Unionized flight attendants — and flight attendants at airlines whose procedures mirror union work rules — get to work the most desirable trips based on seniority. In normal times senior flight attendants at large international airlines can jet away to Sydney, to Buenos Aires, to Paris while more junior flight attendants may overnight in Des Moines. Those longer trips aren’t just more exotic. They pay more in a short amount of time, have longer layovers, and may entail staying at better hotels.
Since Assigned Trips Are A “Property Right,” Flight Attendants Sell Them
American Airlines flight attendants have been to known to rent out their seniority. They bid for trips they don’t plan to fly, and then sell the opportunity to work those trips to junior colleagues. The average going rate in the past was about $200.
Four years ago American said they were going to crack down on the practice – that they had software set to flag ‘suspicious trip trades’. But it continues, mostly among legacy US Airways flight attendants.
United Airlines flight attendants have been known to do the same thing. United threatened to fire flight attendants for selling their trips.

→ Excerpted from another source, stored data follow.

PR #402, opened 2026-02-15
Enhancement: Updates to image upload and view

baltinerdist:
## Summary

- **Auto-resize oversized images before upload** — When a user selects an image that exceeds the 340 KB limit, the browser uses the Canvas API to proportionally scale it down (up to 5 passes at JPEG quality 0.85) and replaces the file input's value via `DataTransfer` so the form submits the resized version transparently. An inline notice appears next to the file input showing the original and final size plus new dimensions (e.g. _Resized 850 KB → 298 KB (640×480)_). A generation counter prevents a race condition where a stale async resize callback could overwrite a replacement file the user selected while the first resize was still running.

- **Cache-bust heraldry thumbnails on admin edit pages** — All heraldry/image `` tags in the five admin edit templates (`Admin_player.tpl`, `Admin_editpark.tpl`, `Admin_editkingdom.tpl`, `Admin_unit.tpl`, `Admin_event.tpl`) now append `?t=<?=time()?>` to their `src`. This ensures the browser always fetches the latest file after an upload instead of serving a stale cached copy.

- **Click-to-expand lightbox for heraldry thumbnails** — Clicking any `.heraldry-img` thumbnail opens a full-viewport dark overlay showing the image at up to 90vw/90vh. Click the overlay or press Escape to dismiss. Images that are already wrapped in `<a>` links (e.g. the heraldry report, where clicking navigates to the player page) are excluded from the lightbox so their existing navigation behaviour is preserved.

## Files changed

| File | Change |
|---|---|
| `orkui/template/default/script/default.js` | Auto-resize helper + enhanced file input handler + lightbox JS |
| `orkui/template/default/script/orkui.js` | Same changes mirrored into the production bundle |
| `orkui/template/default/style/orkui.css` | Lightbox overlay + `cursor: pointer` on `.heraldry-img` |
| `Admin_player.tpl` | Cache-bust heraldry + player image src |
| `Admin_editpark.tpl` | Cache-bust park heraldry src |
| `Admin_editkingdom.tpl` | Cache-bust kingdom heraldry src |
| `Admin_unit.tpl` | Cache-bust unit heraldry src |
| `Admin_event.tpl` | Cache-bust event heraldry src |

## Test plan

- [ ] Select an image **under 340 KB** on an admin edit page → uploads normally, no resize notice shown
- [ ] Select an image **over 340 KB** → inline notice appears, form submits successfully with the resized image visible in the heraldry slot
- [ ] After selecting a large image (resize in flight), quickly replace with a small image → small image is what actually uploads (generation counter prevents the stale resize from overwriting it)
- [ ] After uploading a new heraldry image, reload the admin edit page → new image is shown immediately (no stale cache)
- [ ] Click a heraldry thumbnail on any non-report page → lightbox overlay opens showing the full image; click overlay or press Escape to dismiss
- [ ] Click a heraldry thumbnail in the heraldry report → navigates to player page as before (lightbox does not intercept)

### DIFF
--- a/orkui/template/default/Admin_editkingdom.tpl
+++ b/orkui/template/default/Admin_editkingdom.tpl
@@ -7,7 +7,7 @@
 		<div>
 			<span>Heraldry:</span>
 			<span>
-				<img class='heraldry-img' src='<?=$Kingdom_heraldryurl['Url'] ?>' />
+				<img class='heraldry-img' src='<?=$Kingdom_heraldryurl['Url'] . '?t=' . time() ?>' />
 				<input type='file' name='Heraldry' id='Heraldry' />
 			</span>
 		</div>
--- a/orkui/template/default/Admin_editpark.tpl
+++ b/orkui/template/default/Admin_editpark.tpl
@@ -11,7 +11,7 @@
 		<div>
 			<span>Heraldry:</span>
 			<span>
-				<img class='heraldry-img' src='<?=$Park_data['HasHeraldry']?$Park_heraldry['Url']:HTTP_PLAYER_HERALDRY . '000000.jpg' ?>' />
+				<img class='heraldry-img' src='<?=($Park_data['HasHeraldry']?$Park_heraldry['Url']:HTTP_PLAYER_HERALDRY . '000000.jpg') . '?t=' . time() ?>' />
 				<input type='file' name='Heraldry' class='restricted-image-type' id='Heraldry' />
 			</span>
 		</div>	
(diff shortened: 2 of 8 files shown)


kenwalker:
This doesn't appear to work on Safari. I see the resizing on Chrome.
The click-to-expand also does not work on Safari. I see it on Chrome.

kenwalker:
Downloaded and tried Firefox and it's fine there, including the click-to-expand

The Practice Of Flight Attendant “Cartels” Continues Across American Airlines
Last summer the American Airlines flight attendants union reported to members in an update to crew based in Philadelphia this past week that the practice of “cartels” among their members continues (it has been more an issue with legacy US Airways flight attendants than legacy American Airlines crew),
We were advised that this is an issue across the system and is worse at some bases than others. It is an issue being discussed at very high levels, and Flight Service in several bases is addressing it. Sam stated that they are investigating credible reports sent to management, and they are being addressed.
Flight attendants who bid for a trip and are assigned that trip have a property right in the trip. But they’re not supposed to use their seniority to gain desirable trips and then sell those trips, they’re supposed to fly the trips themselves and trade only when scheduling presents a problem. In other words they only get a partial property right and there’s not supposed to be a secondary market.

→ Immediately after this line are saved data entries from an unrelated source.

PR #421, opened 2026-02-23
Fix double-counting in Park Attendance Explorer report

### LINKED ISSUE #1: v8 Level Options
Option in Park config to display v8 Levels.

[Tuncer] I think having the v7 and v8 levels appear as a checkbox in the park config would be good for this. Depending on whether or not the option is selected that level column will appear. At least one option must be selected and until v8 is rolled out v7 should be defaulted. There should be a 'catch all' in the display code to show v7 if no option is selected.

### LINKED ISSUE #2: JSON-based Federation
The existing federation system uses SOAP.

I have a working federation model (from another project), that leverages JSON-based RPCs, and definitely works.  Some care will have to be taken around authentication and session storage, but it will probably be easier than making sure that every last SOAP call is properly constructed in the WSDL, especially if we plan on having a moving target for the API for a while.

baltinerdist:
## Summary

Two bugs in the Park Attendance Explorer caused attendance figures to be silently overcounted.

### Bug 1 — Dues JOIN multiplied `signin_count` per player (Individual Park view)

`ParkAttendanceSinglePark` joins `ork_dues` with a `LEFT JOIN` that matches all active, non-revoked dues rows. Players with more than one valid dues record (e.g. a lifetime dues row **and** an unexpired regular dues row, or two overlapping payment windows) caused a Cartesian product with each of their attendance rows. `COUNT(*)` then counted the multiplied rows rather than the actual sign-ins.

**Fix:** `COUNT(*)` → `COUNT(DISTINCT a.attendance_id)` so the aggregate counts attendance records, not join output rows. The `MAX()` aggregates used for dues display are unaffected.

### Bug 2 — Kingdom Totals double-counted cross-park visitors (All Parks view)

The Kingdom Totals summary row was built by summing `UniquePlayers` and `UniqueMembers` from each per-park row. A player who signed in at multiple parks was counted once per park, inflating both figures.

**Fix:** A new SQL query is added to `ParkAttendanceAllParks()` that computes `COUNT(DISTINCT a.mundane_id)` and `COUNT(DISTINCT CASE WHEN m.park_id = a.park_id THEN a.mundane_id END)` in a single pass across the whole kingdom. These true distinct counts flow through the model and controller into the summary row. `TotalSignins` and `Members 2+/3+/4+` continue to be summed from per-park rows, which is correct for those fields.

The "About This Report" copy is updated to reflect the corrected behaviour.

## Files changed

- `system/lib/ork3/class.Report.php` — Fix #1 (`COUNT(DISTINCT)`); add summary query for Fix #2
- `orkui/model/model.Reports.php` — Surface `Summary` key alongside `Attendance`
- `orkui/controller/controller.Reports.php` — Use summary for `UniquePlayers`/`UniqueMembers` in kingdom totals
- `orkui/template/default/Reports_parkattendanceexplorer.tpl` — Update "About This Report" note

## Test plan

- [ ] Run All Parks report for a kingdom; confirm Kingdom Totals Unique Players/Members are ≤ the sum of per-park values (they should be equal only when no player visited more than one park)
- [ ] Run Individual Park report for a player known to have multiple active dues records; confirm per-period sign-in counts match actual attendance, not a multiple thereof
- [ ] Verify Dues Paid column still shows correct value (Life / expiry date / blank)
- [ ] Spot-check Total Sign-Ins and Members 2+/3+/4+ are unchanged from previous behaviour

### DIFF
--- a/orkui/controller/controller.Reports.php
+++ b/orkui/controller/controller.Reports.php
@@ -494,24 +494,25 @@ class Controller_Reports extends Controller {
 			$this->data['mode'] = 'all_parks';
 
 			if (is_array($result)) {
-				$this->data['attendance'] = $result;
+				$attendance = $result['Attendance'];
+				$kingdom_summary = $result['Summary'];
+				$this->data['attendance'] = $attendance;
 
-				// Compute kingdom summary
+				// Compute kingdom summary row; UniquePlayers/UniqueMembers come from the
+				// server-side distinct query to avoid double-counting cross-park visitors.
 				$summary = array(
 					'TotalSignins' => 0,
-					'UniquePlayers' => 0,
-					'UniqueMembers' => 0,
+					'UniquePlayers' => (int)($kingdom_summary['UniquePlayers'] ?? 0),
+					'UniqueMembers' => (int)($kingdom_summary['UniqueMembers'] ?? 0),
 					'Members2Plus' => 0,
 					'Members3Plus' => 0,
 					'Members4Plus' => 0,
 					'WeeksInPeriod' => 0,
 					'MonthsInPeriod' => 0,
-					'RowCount' => count($result)
+					'RowCount' => count($attendance)
 				);
-				foreach ($result as $row) {
+				foreach ($attendance as $row) {
 					$summary['TotalSignins'] += $row['TotalSignins'];
-					$summary['UniquePlayers'] += $row['UniquePlayers'];
-					$summary['UniqueMembers'] += $row['UniqueMembers'];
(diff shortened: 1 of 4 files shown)


baltinerdist:
@kenwalker  I've ran the numbers on the redacted database you gave me on the bugfix/PAE-report-doubles branch and the numbers are good. Can you double check to make sure you've got that branch loaded in?

kenwalker:
@baltinerdist seems fine now. Maybe I was testing on wrong branch.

And since it continues into 2022, the union is again telling cabin crew not to do it.
Flight Attendants continue to voice concerns regarding illicit trip trades and drops. With the elimination of many premium trips throughout the system, the abuse has become more evident.
…These systems were not designed to encourage any type of trip brokering or to circumvent Flight Attendant seniority. …[S]ome continue to conduct transactions for trips they do not plan to fly. Some continue to share passwords to Crew Portal and Jetnet, which is a direct violation of our work and conduct rules.
…Management has made it clear that this illicit trip activity is prohibited. If you are trading or dropping trips outside of the intended means of our scheduling systems, you will be subject to discipline, up to and including termination. …We are asking you to please stop conducting these transactions immediately.
…For those of you that are frustrated with the lack of oversight accompanying this behavior and have been continuously sharing your frustration with your APFA Leadership, we hear you.
Interestingly the union is applauding those who have ratted out their colleagues to management, even though it could get union members fired. (“Many of you have exercised tremendous restraint in reporting these abuses to management because you respect and value the core tenets of unionism”).
The Real Problem Is Assigning Trips As A Property Right Based On Seniority
The airline is giving something of value (a trip to a desirable destination, that’s paid) based on seniority to one group of workers, that’s valued more by others (junior flight attendants). Naturally a secondary market develops, and both parties benefit from the exchange. However those outside of the exchange who are less senior are envious, and that’s bad for overall morale.
Ultimately airlines and their unions are fighting the symptom of a broken duty assignment system that gives trips to flight attendants who don’t want to work them simply because they’ve been at the airline longer, and assigns trips to flight attendants less well-suited to the customer service roles as well.